Let me first take the question on '23 and then maybe, Peter, you want to expand it further. But as it comes to '23, I think the right frame of reference of course is not half year over half year, but it is the second half in comparison to the first half. In the first half, we had €2.7 billion and flat would mean that we're going to have €3 billion in the second half. So that would point at a recovery. And given the guidance that we've given for Q3, Q3 we indicated €1.4 billion, so it doesn't take a lot of compute power to calculate that, that would mean €1.6 million for Q4. So that tells you that indeed we are looking at a recovery there. That would be commensurate with the perspective of the recovery that Peter has been talking about, but that's what we're looking at for this year and the slope of recovery there.

Peter Wennink, CEO

The slope of recovery is crucial because, even though it's early, the utilization graphs suggest there might be a turning point for logic. We've observed that, but it remains early in the process. If this trend continues, it's vital to monitor the slope. For the upgrade business, there's a limited window within which high utilization is reached, and customers may hesitate to shut down their tools. We need to closely collaborate with our customers to analyze the slope, and if it accelerates, we need to initiate negotiations for upgrades swiftly. This could present an opportunity as recovery gains momentum. Conversely, if the slope is gradual, upgrades may take longer, but there’s still an opportunity since we aren't at full utilization of the Installed Base. Customers are currently cautious due to market conditions and high-value CapEx upgrades. It's essential for us to maintain close engagement with our customers in the coming quarters and seize opportunities quickly before they run out of time.

Francois Bouvignies, Analyst

All right. Thank you very much.

Operator, Operator

Thank you. We will now go to our next question. And your next question comes from the line of Aleksander Peterc from Societe Generale. Please go ahead.

Aleksander Peterc, Analyst

Yes, hi, thank you for taking my question. I just have two. First one would be, you talk about the recovery being pushed out somewhat. And you do give a cautious message on 2024. So my question is really, is there a possibility that the significant fab openings you talked about in '25 could be pushed out by six months or a year? Is that something that's possible? I mean, if the customers have idle capacity for longer, won't they push out capacity additions as a result, or all of those strategic planned openings really strategic that will go ahead regardless of demand patterns? That's the first one. I have a follow-up. Thank you.

Peter Wennink, CEO

I believe that the leading-edge logic fabs will proceed as planned. This is primarily influenced by the roadmaps of key customers like Apple, Qualcomm, and NVIDIA. They have a clear strategy surrounding the 20 or 3-nanometer designs and are eager to launch new products accordingly. Therefore, I have no doubt that this will happen.

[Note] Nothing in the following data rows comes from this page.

PR #614, opened 2026-06-05
vaillant: add Status07 (display/operating mode) to 08.hmu.HW5103

buliwyf42:
## Summary

Adds `Status07` (`b511 07`) to `08.hmu.HW5103.tsp`, restoring the heat-pump operating mode ("Betriebsart") for HW=5103 owners. **Closes #609.**

The legacy generic `08.hmu.csv` exposed the operating mode (heating / cooling / hot water / error) as field 4 of the old "State" message on `b511 07`. The HW=5103 variant file never carried `b511 07`, so that value disappeared for HW=5103 users.

As diagnosed in #609, there is no working substitute among the other `b511` messages: on this hardware **`Status02` (`b511 02`) and `Status` (`b511 03`) return an empty body to an active read**, which is exactly the `ERR: invalid position in decode` the reporter hit. Reproduced on my own HW=5103:

```
hmu Status02 =  (ERR: invalid position for 3108b5110102 / 00)
hmu Status   =  (ERR: invalid position for 3108b5110103 / 00)
```

## What it decodes

`Status07` is a 7-byte poll message:

| field | type | meaning |
|---|---|---|
| `power` | UCH % | compressor power |
| `dailyenvyield` | UIN /10 kWh | daily environmental energy yield |
| `display_b0..b7` | bit flags | b0=heater enabled, b2=backup heater active, b5=noise reduction, b6=DHW eco mode (per @chrizzzp in #598); b1/b3/b4/b7 reserved |
| `heatermain_b0..b7` | bit flags | **heater main operating mode** (see below) |
| `DisplayPressure` | UCH /30 bar | system pressure |
| `heaterbackup_b0..b7` | bit flags | backup heater operating mode (same encoding) |

## Operating-mode byte is a bit field

Thanks to @hanjo (the #609 reporter, who uses this value in production to drive his underfloor heating and to detect "Komfortsicherung"), the mode byte is modelled as a **bit field** rather than an enum:

| bit | meaning |
|---|---|
| b1 | error active (Komfortsicherung) |
| b3 | heating |
| b4 | cooling |
| b5 | pressure loss |
| b7 | hot water |
| b0 / b2 / b6 | reserved (not yet observed) |

[...]

Issue #638, opened 2026-07-23
PowerConsumptionHmu and Errorhistory decode errors in 08.hmu.HW5103.csv (Vaillant aroTHERM)


MarkBovee:
## Device

**Hardware:** Vaillant aroTHERM VWL 55/5 AS  
**Address 08 (HMU):** MF=Vaillant, ID=HMU00, SW=0522, HW=5103  
**ebusd version:** 26.1.26.1  
**Config source:** `https://ebus.github.io/de/`  
**Loaded file:** `vaillant/08.hmu.HW5103.csv`

## Bug 1: PowerConsumptionHmu (b516,14) — "invalid position"

**CSV line:** `r,,,PowerConsumptionHmu,,,,b516,14,ign,,IGN:1,,,,value,,EXP,1000,kW,`

**Raw hex query:** `3108b5160114` (QQ=31, ZZ=08, PB=B5, SB=16, NN=01, DD=14)  
**Raw response:** `00` (single byte 0x00)

**Problem:** The definition has `IGN:1` (skip 1 byte) followed by `EXP` (2+ byte exponential). The bus response is only **1 byte total**. The `IGN:1` consumes that byte, then the `EXP` decode at position 1 fails with "invalid position" because there is no second byte.

The `00` response likely **is** the power value (0 W when compressor is idle), making the `IGN:1` incorrect — it should not be there. If we strip the IGN, the value should decode as a single-byte unsigned integer with divisor 1000 → 0 kW.

## Bug 2: Errorhistory (b503,0101) — "invalid position"

**CSV line:** `r,,,Errorhistory,Fehlerhistorie,,,b503,0101,index,m,UCH,,,,status,,UCH,,,Status,time,,VTM,,,Uhrzeit,date,,HDA:3,,,Datum,error,,UIN,,,Fehlernummer`

**Raw hex query:** `3108b503020101` (QQ=31, ZZ=08, PB=B5, SB=03, NN=02, DD=0101)  
**Raw response:** `00` (single byte 0x00)

**Problem:** The definition expects 5+ fields (index UCH, status UCH, time VTM, date HDA:3, error UIN). The response is only **1 byte**. The first field `index(UCH)` reads byte 0x00 successfully, but `status(UCH)` at position 1 fails.

`00` likely means "no error at this index" or "error list is empty" (hwc compressor not running, no errors to report).

## Notes

[...]

PR #660, opened 2026-09-04
vaillant: consolidate HW5103 configuration updates

ClausLDK:
Consolidates several pending HW5103 configuration improvements into one tested configuration. Includes the base/install configuration values and required percent2/hysteresis types from #607 (including the noise-reduction work related to #606), Status07 operating-mode decoding from #614. Tested on a real Vaillant HMU HW5103 system and compiled successfully with TypeSpec 1.12.0. PowerConsumptionHmu is already present in current master and is not modified here. Credit to @stgm, @buliwyf42, @maiksensi and the contributors/reporters on the referenced PRs and issues.

### DIFF
--- a/src/vaillant/08.hmu.HW5103.tsp
+++ b/src/vaillant/08.hmu.HW5103.tsp
@@ -1,7 +1,6 @@
 import "@ebusd/ebus-typespec";
 import "./_templates.tsp";
 import "./hcmode_inc.tsp";
-import "./errors_inc.tsp";
 using Ebus;
 using Ebus.Num;
 using Ebus.Dtm;
@@ -30,6 +29,125 @@ namespace Hmu_HW5103 {
     @maxLength(1) ign: IGN;
     runtime: minutes4;
     cycles: cntstarts;
+  }
+
+/** HMU display state: compressor power, environmental yield and heater main/backup operating mode */
+  @inherit(r_1)
+  @ext(0x7)
+  model Status07 {
+    /** compressor power */
+    @unit("%")
+    power: UCH;
+
+    /** daily environmental energy yield */
+    @divisor(10)
+    dailyenvyield: energy;
+
+    /** heater main enabled */
+    @values(Values_onoff)
+    display_b0_heaterenabled: BI0;
+
+    /** reserved bit 1 */
+    @values(Values_onoff)
+    display_b1: BI1;
+
+    /** backup heater active */
+    @values(Values_onoff)
+    display_b2_backupheater: BI2;
+
+    /** reserved bit 3 */
+    @values(Values_onoff)
+    display_b3: BI3;
+
+    /** reserved bit 4 */
+    @values(Values_onoff)
+    display_b4: BI4;
+
+    /** noise reduction active */
+    @values(Values_onoff)
+    display_b5_noisereduction: BI5;
+
+    /** DHW eco mode */
+    @values(Values_onoff)
+    display_b6_dhwecomode: BI6;
+
+    /** reserved bit 7 */
+    @values(Values_onoff)
+    display_b7: BI7;
+
+    // heater main operating mode (bit field; bit semantics per @hanjo in #614,
+    // confirmed against a 72 h bus capture: only standby/heating/warmwater seen here)
+
+    /** reserved bit 0 */
+    @values(Values_onoff)
+    heatermain_b0: BI0;
+
+    /** error active (Komfortsicherung) */
+    @values(Values_onoff)
+    heatermain_b1_error: BI1;
+
+    /** reserved bit 2 */
+    @values(Values_onoff)
+    heatermain_b2: BI2;
+
+    /** heating active */
+    @values(Values_onoff)
+    heatermain_b3_heating: BI3;
+
+    /** cooling active */
+    @values(Values_onoff)
+    heatermain_b4_cooling: BI4;
+
+    /** pressure loss */
+    @values(Values_onoff)
+    heatermain_b5_pressureloss: BI5;
+
+    /** reserved bit 6 */
+    @values(Values_onoff)
+    heatermain_b6: BI6;
+
+    /** hot water active */
+    @values(Values_onoff)
+    heatermain_b7_warmwater: BI7;
+
+    /** system pressure */
+    @unit("bar")
+    @divisor(30)
+    DisplayPressure: UCH;
+
+    // backup heater operating mode (same bit field as the main heater)
+
+    /** reserved bit 0 */
+    @values(Values_onoff)
+    heaterbackup_b0: BI0;
+
+    /** error active (Komfortsicherung) */
+    @values(Values_onoff)
+    heaterbackup_b1_error: BI1;
+
+    /** reserved bit 2 */
+    @values(Values_onoff)
+    heaterbackup_b2: BI2;
+
+    /** heating active */
+    @values(Values_onoff)
+    heaterbackup_b3_heating: BI3;
+
+    /** cooling active */
+    @values(Values_onoff)
+    heaterbackup_b4_cooling: BI4;
+
+    /** pressure loss */
+    @values(Values_onoff)
+    heaterbackup_b5_pressureloss: BI5;
+
+    /** reserved bit 6 */
+    @values(Values_onoff)
+    heaterbackup_b6: BI6;
+
+    /** hot water active */
+    @values(Values_onoff)
+    heaterbackup_b7_warmwater: BI7;
   }
 
   /** default *r */
@@ -208,7 +326,7 @@ namespace Hmu_HW5103 {
   @inherit(r_2)
   @ext(0x3c)
   model BuildingCircuitFlow {
-    @unit("l/h")
+    @unit("L/h")
     value: UIN;
   }
 
@@ -226,6 +344,259 @@ namespace Hmu_HW5103 {
   model TotalEnergyUsage {
     @unit("kWh")
     value: energy;
+  }
+
+  // Settings that can be changed from the indoors controller unit
+
+  /** default *r */
+  @auth("install")
+  @base(MF, 0x1a, 0x5, 0xff)
+  model r_3 {
+    @maxLength(3)
+    ign: IGN;
+  }
+
+  /** default *w */
+  @write
+  @auth("install")
+  @base(MF, 0x1a, 0x6, 0xff)
+  model wi_1 {
+  }
+
+  /** heat curve 0.1 to 4.0 */
+  @inherit(r_3, wi_1)
+  @ext(0x35, 0x2d)
+  model HeatCurve {
+    @divisor(10)
+    bcd: BCD;
+  }
+
+  /** summer switch-off temperature */
+  @inherit(r_3, wi_1)
+  @ext(0x35, 0x2e)
+  model SummerSwitchOffTemp {
+    @minValue(10)
+    @maxValue(90)
+    temp: temp;
+  }
+
+  /** bivalence point central heating */
+  @inherit(r_3, wi_1)
+  @ext(0x35, 0x2f)
+  model HcBivalencePoint {
+    @minValue(-30)
+    @maxValue(20)
+    temp: temp;
+  }
+
+  /** bivalence point domestic hot water */
+  @inherit(r_3, wi_1)
+  @ext(0x35, 0x30)
+  model HwcBivalencePoint {
+    @minValue(-20)
+    @maxValue(20)
+    temp: temp;
+  }
+
+  /** alternative point central heating */
+  @inherit(r_3, wi_1)
+  @ext(0x35, 0x31)
+  model HcAlternativePoint {
+    temp: temp;
+  }
+
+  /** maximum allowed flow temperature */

Regarding the strategic fabs in China, it is evident that they are focused on this area to mitigate potential negative geopolitical impacts. I see minimal downside for 2025.

Aleksander Peterc, Analyst

Excellent. Thank you very much. And then just kind of a technical follow-up on the €700 million catch up in DUV that are moving out of fast shipments, did all of that occur in the second quarter that you reported, or is it split between the reported and the current quarter? And if then, what proportions, please? And while we are talking of fast shipments, are discussions of a similar change still on the table for EUV, or is that off the table now? Thank you.

Roger Dassen, CFO

So, the €700 million is what we expect to achieve by the end of the year. There may be some fluctuations throughout the year, but €700 million is our goal for the full year. Some of that expectation is also reflected in this quarter, but the primary focus is on the full year figure. Regarding EUV, our expectations stem from our discussions with customers. They are willing to take on the risk associated with the immersion tools upon shipment, and they prefer a shorter testing program for EUV. However, we have not reached that point yet. The question for next year will focus on the volume of fast shipments for EUV compared to standard shipments. This is the key question about EUV. The potential for tailwind in this regard will depend heavily on our plans for regular versus fast shipments. There are two factors to consider for next year. First, with the introduction of new technology, we typically want to conduct more extensive testing. The 3800 is a major advancement in our EUV offerings, so for certain tools, we will conduct more thorough testing and therefore will not fast ship them initially. We will proceed with regular shipments and complete the entire testing program. Second, it will also depend on the utilization of our capacity. Fast shipment allows us to deliver tools to customers sooner, but it also serves to optimize our capacity. These two factors will determine the type of shipments we make next year, which in turn will indicate whether we can expect any tailwind for EUV revenue.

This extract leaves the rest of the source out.